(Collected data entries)
────────────────

PR #7072, opened 2019-10-21
Install Rust using the "minimal" profile

christophermaier:
This should allow us to avoid doing unnecessary work in CI.

For further details, see
https://blog.rust-lang.org/2019/10/15/Rustup-1.20.0.html#profiles.

### DIFF
--- a/.expeditor/scripts/verify/shared.sh
+++ b/.expeditor/scripts/verify/shared.sh
@@ -29,7 +29,7 @@ install_rustup() {
     echo "--- :rust: rustup is currently installed."
   else
     echo "--- :rust: Installing rustup."
-    curl https://sh.rustup.rs -sSf | sh -s -- --no-modify-path -y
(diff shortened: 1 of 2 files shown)


.expeditor/scripts/verify/shared.sh
```diff
@@ -29,7 +29,7 @@ install_rustup() {
     echo "--- :rust: rustup is currently installed."
   else
     echo "--- :rust: Installing rustup."
-    curl https://sh.rustup.rs -sSf | sh -s -- --no-modify-path -y
+    curl https://sh.rustup.rs -sSf | sh -s -- --no-modify-path -y --profile=minimal
     # shellcheck disable=SC1090
```
mwrock: could you add this same arg to https://github.com/habitat-sh/habitat/blob/master/.expeditor/scripts/shared.ps1#L57

christophermaier: Yessir!

PR #7073, opened 2019-10-22
add windows system paths to environment PATH variable if included

### LINKED ISSUE #6657: In Windows, hab pkg exec should add to PATH instead of replace it

mwrock:
fixes #6657 

On Windows these added paths are set by default on all modern windows systems. Any Windows application expects these paths to be present.

### DIFF
--- a/components/core/src/fs.rs
+++ b/components/core/src/fs.rs
@@ -274,6 +274,23 @@ pub fn user_config_path<T: AsRef<Path>>(service_name: T) -> PathBuf {
     user_path(service_name).join("config")
 }
 
+/// This produces a list of the default windows system paths
+/// that are set by default on any modern version of windows.
+/// This also arranges them in the same order as they would be by
+/// default. The ordering is likely not super important but we
+/// might as well match how windows sets them just in case.
+pub fn windows_system_paths() -> Vec<PathBuf> {
+    let mut paths = Vec::new();
+    if let Some(sys_root) = env::var_os("SystemRoot") {
+        let system32 = Path::new(&sys_root).join("system32");
+        paths.push(system32.clone());
+        paths.push(PathBuf::from(sys_root));
+        paths.push(system32.join("wbem"));
+        paths.push(system32.join("WindowsPowerShell").join("v1.0"));
+    }
+    paths
+}
+
 /// Represents the service directory for a given package.
 pub struct SvcDir<'a> {
     service_name: &'a str,
--- a/components/core/src/package/install.rs
+++ b/components/core/src/package/install.rs
@@ -236,7 +236,17 @@ impl PackageInstall {
 
         // Only insert a PATH entry if the resulting path string is non-empty
         if !rooted_path.is_empty() {
-            env.insert(PATH_KEY.to_string(), rooted_path);
+            if cfg!(windows) {
+                // On Windows we want to make sure to append the system paths.
+                // While this is not critical for every application, any windows
+                // app may expect these to be on the path to access system utilities
+                // and libraries and could possibly fail if they are absent.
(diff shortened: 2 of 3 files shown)


components/core/src/package/install.rs
```diff
@@ -236,7 +236,14 @@ impl PackageInstall {
 
         // Only insert a PATH entry if the resulting path string is non-empty
         if !rooted_path.is_empty() {
-            env.insert(PATH_KEY.to_string(), rooted_path);
+            if cfg!(windows) {
+                let mut paths: Vec<PathBuf> = env::split_paths(&rooted_path).collect();
```
christophermaier: Strictly speaking, you don't have to call `collect` here, since `env::join_paths` can operate on an iterator.

You could get that iterator, `chain` on your Windows system paths, and then pass that to `env::join_paths`.

The `to_string_lossy().to_string()` bit makes me wonder if we might be typing our env map incorrectly, but perhaps that is a question for another day :thinking: 

Granted, this isn't going to be called in a tight loop, or with tons of input data, so extra allocations aren't something to be concerned about, but it could lead to smaller, easier-to-reason-about code.

components/core/src/package/install.rs
```diff
@@ -236,7 +236,14 @@ impl PackageInstall {
 
         // Only insert a PATH entry if the resulting path string is non-empty
         if !rooted_path.is_empty() {
-            env.insert(PATH_KEY.to_string(), rooted_path);
+            if cfg!(windows) {
```
christophermaier: Again, some documentation about why this is important would be very helpful, particularly given all the subtle discussion in #6657. It can be incredibly difficult to understand the reasons for some of these changes when coming to the code a year later if those reasons aren't clearly documented.

components/core/src/package/install.rs
mwrock: yeah it seems like `BTreeMap<String, OsString>` would be better

christophermaier: @mwrock Just to be clear, I think that change (if indeed it is justified) would be something for another PR... pretty sure that'd have a decently sized ripple effect.

components/core/src/fs.rs
```diff
@@ -274,6 +274,24 @@ pub fn user_config_path<T: AsRef<Path>>(service_name: T) -> PathBuf {
...
+pub fn windows_system_paths() -> Vec<PathBuf> {
+    let mut paths = Vec::new();
+    if let Some(sys_root) = env::var_os("SystemRoot") {
+        let str_sys_root = sys_root.to_string_lossy().to_string();
+        let system32 = Path::new(&sys_root).join("system32");
+        paths.push(system32.clone());
+        paths.push(PathBuf::from(str_sys_root));
+        paths.push(system32.join("wbem"));
+        paths.push(system32.join("WindowsPowerShell").join("v1.0"));
+    }
```
christophermaier: Because `Path` and `PathBuf` can deal with `OsStr`s, you can simplify this a bit by getting rid of `str_sys_root`:

```rust
    if let Some(sys_root) = env::var_os("SystemRoot") {
        let system32 = Path::new(&sys_root).join("system32");
        paths.push(system32.clone());
        paths.push(PathBuf::from(sys_root));
        paths.push(system32.join("wbem"));
        paths.push(system32.join("WindowsPowerShell").join("v1.0"));
    }
```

────────────────

Reproduce, with no other lines, the one containing "christophermaier: Again, some" and all lines after it through the end of the data above.

christophermaier: Again, some documentation about why this is important would be very helpful, particularly given all the subtle discussion in #6657. It can be incredibly difficult to understand the reasons for some of these changes when coming to the code a year later if those reasons aren't clearly documented.

components/core/src/package/install.rs
mwrock: yeah it seems like `BTreeMap<String, OsString>` would be better

christophermaier: @mwrock Just to be clear, I think that change (if indeed it is justified) would be something for another PR... pretty sure that'd have a decently sized ripple effect.

components/core/src/fs.rs
```diff
@@ -274,6 +274,24 @@ pub fn user_config_path<T: AsRef<Path>>(service_name: T) -> PathBuf {
...
+pub fn windows_system_paths() -> Vec<PathBuf> {
+    let mut paths = Vec::new();
+    if let Some(sys_root) = env::var_os("SystemRoot") {
+        let str_sys_root = sys_root.to_string_lossy().to_string();
+        let system32 = Path::new(&sys_root).join("system32");
+        paths.push(system32.clone());
+        paths.push(PathBuf::from(str_sys_root));
+        paths.push(system32.join("wbem"));
+        paths.push(system32.join("WindowsPowerShell").join("v1.0"));
+    }
```
christophermaier: Because `Path` and `PathBuf` can deal with `OsStr`s, you can simplify this a bit by getting rid of `str_sys_root`:

```rust
    if let Some(sys_root) = env::var_os("SystemRoot") {
        let system32 = Path::new(&sys_root).join("system32");
        paths.push(system32.clone());
        paths.push(PathBuf::from(sys_root));
        paths.push(system32.join("wbem"));
        paths.push(system32.join("WindowsPowerShell").join("v1.0"));
    }
```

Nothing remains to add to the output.